- **About this exercise**
Pull each line with the string "issues" from the entries.

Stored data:
━━━━━━━━━━━━━━━━━━━━━━━━━━━━━━
Issue #5291, opened 2025-08-04
[Feature Request] Add Proxy-Based Metadata Fallback for Multiframe DICOM Instances


Devu-trenser:
### What feature or change would you like to see made?

In multiframe DICOM datasets, key image plane attributes such as ImagePositionPatient, ImageOrientationPatient, and PixelSpacing may not be directly present in each frame's metadata. Instead, they are often stored at a parent or shared level.

### Why should we prioritize this feature?

Currently, few utility functions assume that these fields exist directly on the instance object.
Examples:

- https://github.com/OHIF/Viewers/blob/master/platform/core/src/utils/getClosestOrientationFromIOP.ts#L12
- https://github.com/OHIF/Viewers/blob/master/platform/core/src/utils/isDisplaySetReconstructable.js#L55

In this case, if the value isn't present directly on instance, the logic silently fails or behaves incorrectly, even though the data exists at a higher level in the metadata hierarchy.

This feature introduces a reusable metadata proxy (wrapWithMetadataProxy) that transparently resolves these fields using fallback logic in the following order:

- From the instance itself
- From _parentInstance
- From _parentInstance._shared

This ensures utilities and renderers relying on these fields continue to work correctly without requiring manual fallback code in every usage site.

Related issues: [OHIF/Viewers#4804 (comment)](https://github.com/OHIF/Viewers/issues/4804#issuecomment-2701056580)

PR #5292, opened 2025-08-04
feat(metadata): metadata access improvement

Devu-trenser:
### Context

Feature request: https://github.com/OHIF/Viewers/issues/5291
In multiframe DICOM datasets, metadata such as `ImagePositionPatient`, `ImageOrientationPatient`, and `PixelSpacing` are often defined at the shared or parent level rather than in each frame.

Currently, utility functions like [`getClosestOrientationFromIOP`](https://github.com/OHIF/Viewers/blob/master/platform/core/src/utils/getClosestOrientationFromIOP.ts#L12) assume these fields exist directly on the instance. This can lead to undefined values and incorrect behavior.
This PR introduces a metadata proxy that automatically resolves these fields through a fallback mechanism (`instance -> _parentInstance -> _parentInstance._shared`), ensuring consistency and preventing silent failures across the codebase.

This PR is incorporated by [FlyWheel.io](https://flywheel.io/)

### Changes & Results

-  **Added**: `wrapWithMetadataProxy()` utility with symbol-based double-wrapping prevention.
- **Logic Update**: In `addInstances()`, automatically wraps multiframe instances with the proxy.
- Now fields like `ImagePositionPatient` can be directly accessed.
- Proxy logic is scoped only to a defined set of metadata fields (`ImagePositionPatient`, `ImageOrientationPatient`, `PixelSpacing`) to minimize risk.

### Testing

- Load a multiframe DICOM study with metadata directly not accessible.
- Check with the measurement jump feature to check metadata value in getClosestOrientationFromIOP function.
- Check the PixelSpacing in isDisplaySetReconstructable function

#### PR

#### Code

  etc.)

  additions or removals.

#### Tested Environment

- [] OS: 
- [] Node version: 
- [] Browser:
  


Devu-trenser:
@wayfarer3130  Could you please review it when you get a chance?

wayfarer3130:
There is already a proxy based metadata multi-frame accessor, which uses a bunch of custom logic to get the correct positioning based on how it gets defined.  I'd much rather that gets used consistently than trying to re-implement some of it in different places.  See combineFrameIntance.ts for the logic, and MetadataProvider for usage of it.
You should be able to get the per-frame overall data using the get instance call, and the data should be available there.  That should be available from the shared data, the per-frame data or the overall root data.

Longer term, the right way to do it is to create custom getters that take a frame and attribute and get the right value directly, as that prevents needing to use a proxy object.  Those should take something like  module name from the DICOM module set, the base image id and the frame number/tag of interest, and return the value.  Having variants on that to allow detecting if the value differs across the series or multiframe object allows for some types of checks to be extremely quick.

wayfarer3130:
The problem with this change is that it introduces another layer of indirection to requesting values, and the parsing/setup for metadata in OHIF is already one of the performance issues.  Instead, I've moved the retrieval such that it is only added for the specific fields of interest.

wayfarer3130 (approved):

platform/core/src/utils/addProxyFields.js
```diff
@@ -0,0 +1,57 @@
...
+
+  for(const fieldProxy of fieldProxies) {
+    if( fieldProxy in instance) {
+      continue;
+    }
+    Object.defineProperty(instance,fieldProxy, {
+      configurable: true,
+      enumerable: true,
+      get: () => {
+        return instance._parentInstance?.[fieldProxy] ?? instance._parentInstance?._shared?.[fieldProxy];
```
sedghi, line 46: @wayfarer3130 
who is adding this metadata to _parentInstance and _parentInstance._shared? I don't see anywhere in our code base these variables

Devu-trenser: @sedghi
The metadata is added inside the `combineFrameInstance` function. `_parentInstance` and `_parentInstance._shared` are initialized within that function to store instance-specific and shared data. They aren't declared elsewhere, they're created as part of combining frame data when the function runs.

You can view the code here: https://github.com/OHIF/Viewers/blob/master/platform/core/src/utils/combineFrameInstance.ts#L84

cc: @wayfarer3130

Devu-trenser:
@wayfarer3130 @sedghi Are we good to merge this MR?

wayfarer3130:
@Devu-trenser We are looking at a general alternative to resolve the issues in both OHIF and CS3D 
@sedghi - I'm ok merging this for now to fix the immediate issue, even if we do replace the entire class in the future.

wayfarer3130 (approved):
@sedghi - as noted separately, I think this change is worthwhile for now to resolve the immediate need as it doesn't add or remove API, simply making additional fields iterable in multi-frame.

sedghi (approved):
━━━━━━━━━━━━━━━━━━━━━━━━━━━━━━
- **The answer**
Related issues: [OHIF/Viewers#4804 (comment)](https://github.com/OHIF/Viewers/issues/4804#issuecomment-2701056580)
Feature request: https://github.com/OHIF/Viewers/issues/5291
The problem with this change is that it introduces another layer of indirection to requesting values, and the parsing/setup for metadata in OHIF is already one of the performance issues.  Instead, I've moved the retrieval such that it is only added for the specific fields of interest.
@Devu-trenser We are looking at a general alternative to resolve the issues in both OHIF and CS3D 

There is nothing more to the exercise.